McDermott Mary McGrae, Criqui Michael H, Greenland Philip, Guralnik Jack M, Liu Kiang, Pearce William H, Taylor Lloyd, Chan Cheeling, Celic Lillian, Woolley Charles, O'Brien Michael P, Schneider Joseph R
Feinberg School of Medicine at Northwestern University, Chicago, Illinois 60611, USA.
J Vasc Surg. 2004 Mar;39(3):523-30. doi: 10.1016/j.jvs.2003.08.038.
The purpose of this study was to determine relationships between lower-extremity arterial obstruction, leg strength, and lower-extremity functioning.
The study design was cross-sectional. A total of 514 outpatients (269 with ankle-brachial index [ABI] <0.90), aged 55 and older, were identified from three Chicago-area hospitals. Individuals with history of lower-extremity revascularization were excluded. Main outcome measures Strength in each leg, 6-minute walk, 4-meter walking velocity, accelerometer-measured physical activity, and a summary performance score were measured. The summary performance score is a composite measure of lower-extremity functioning, ranging from 0 to 12 (12 = best). The leg with the lower ABI was defined as the "index" leg, and the leg with higher ABI was defined as the "contralateral" leg.

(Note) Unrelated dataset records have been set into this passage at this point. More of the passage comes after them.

PR #58, opened 2022-09-16
Native bicep provisioning script for vanilla demo setup

jfomhover:
This PR creates a pure BICEP script for deploying all the resources for a vanilla demo with internal silos.

For a given set of regions, it will:
- provision an AzureML workspace and compute cluster for orchestration
- per region, provision a silo (1 storage with 1 private containers, 1 compute, 1 UAI)
- set the permissions using the UAI between silo compute and silo containers

The PR also aligns the configuration of the basic pipeline with this setup script naming conventions. The graph had issues submitting which are now fixed.

Here's a couple todos out of this PR:
- #61 : the current permissions model is not ideal, it relies on having each silo compute having R/W on the orchestrator.
- #60 : figure out in the instructions how to upload the data smoothly (current not great, but ok?)


examples/pipelines/fl_cross_silo_basic/config.yaml
```diff
@@ -9,22 +9,43 @@ aml:
...
-      datastore: workspaceblobstore
-      training_data_path: "azureml:mnist-train-03:1"
-      testing_data_path: "azureml:mnist-test-03:1"
+    - compute: cpu-cluster-eastus2
+      datastore: silo_datatore_eastus2_private
+      # in this demo, we're using public data from a url instead
+      training_data:
+        type: uri_file
+        mode: 'download'
+        path: https://azureopendatastorage.blob.core.windows.net/mnist/processed/train.csv
```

Index leg ABI levels were associated linearly and significantly with strength for hip extension (P <.001), hip flexion (P <.001), knee extension (P =.066), and knee flexion (P =.003), adjusting for known and potential confounders. In adjusted analyses, the index ABI was also associated linearly and significantly with strength in the contralateral leg. Adjusting for confounders, including ABI, knee extension strength, was associated independently with functional measures.
Among patients without prior leg revascularization, strength in each leg is highly correlated with the lower-leg ABI. Leg strength is associated independently with functional performance. Further study is needed to determine whether lower-extremity resistance training improves functioning in patients with peripheral arterial disease.

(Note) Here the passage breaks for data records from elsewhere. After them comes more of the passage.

PR #69, opened 2022-09-21
Remove redundant files from the mlops directory

garg-amit:
## Purpose

* Remove internal & external silos dir as the provisioning is taken care of by the bicep dir
* We can always revisit the GitHub history if we want to reuse a few components from the internal/external dir

```
[ ] Yes
[x] No
```

## Pull Request Type

```
[ ] Bugfix
[ ] Feature
[ ] Other... Please describe:
```


jfomhover (changes requested):
I had not noticed we had some binary tgz files of the dataset. Could you actually NOT remove them, but instead move those files under examples/data/mnist/ ?

We might need this short term to solve the pb of uploading data into datastore during provisioning.

jfomhover (approved):

PR #73, opened 2022-09-23
Simplify open sandbox setup script

jfomhover:
Since this is purely for demo purpose, some of the choices in this setup script can be simplified.

Also did some clean-up and documentation of the parameters.

Before merging:
- [x] run the sample experiment out of the box


garg-amit (approved):
Looks good to me!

本研究旨在确定下肢动脉阻塞、腿部力量和下肢功能之间的关系。
本研究为横断面研究。从芝加哥地区的三家医院中识别出514名年龄在55岁及以上的门诊患者(269名踝臂指数[ABI]<0.90)。排除有下肢血管重建史的个体。主要结局指标测量每条腿的力量、6分钟步行距离、4米步行速度、加速度计测量的身体活动以及综合表现评分。综合表现评分是下肢功能的综合测量指标,范围为0至12分(12分=最佳)。ABI较低的腿被定义为“指数”腿,ABI较高的腿被定义为“对侧”腿。
在调整已知和潜在混杂因素后,指数腿的ABI水平与髋伸展力量(P<.001)、髋屈曲力量(P<.001)、膝伸展力量(P=.066)和膝屈曲力量(P=.003)呈线性且显著相关。在调整分析中,指数ABI也与对侧腿的力量呈线性且显著相关。在调整包括ABI在内的混杂因素后,膝伸展力量与功能测量指标独立相关。
在没有先前腿部血管重建的患者中,每条腿的力量与小腿ABI高度相关。腿部力量与功能表现独立相关。需要进一步研究以确定下肢阻力训练是否能改善外周动脉疾病患者的功能。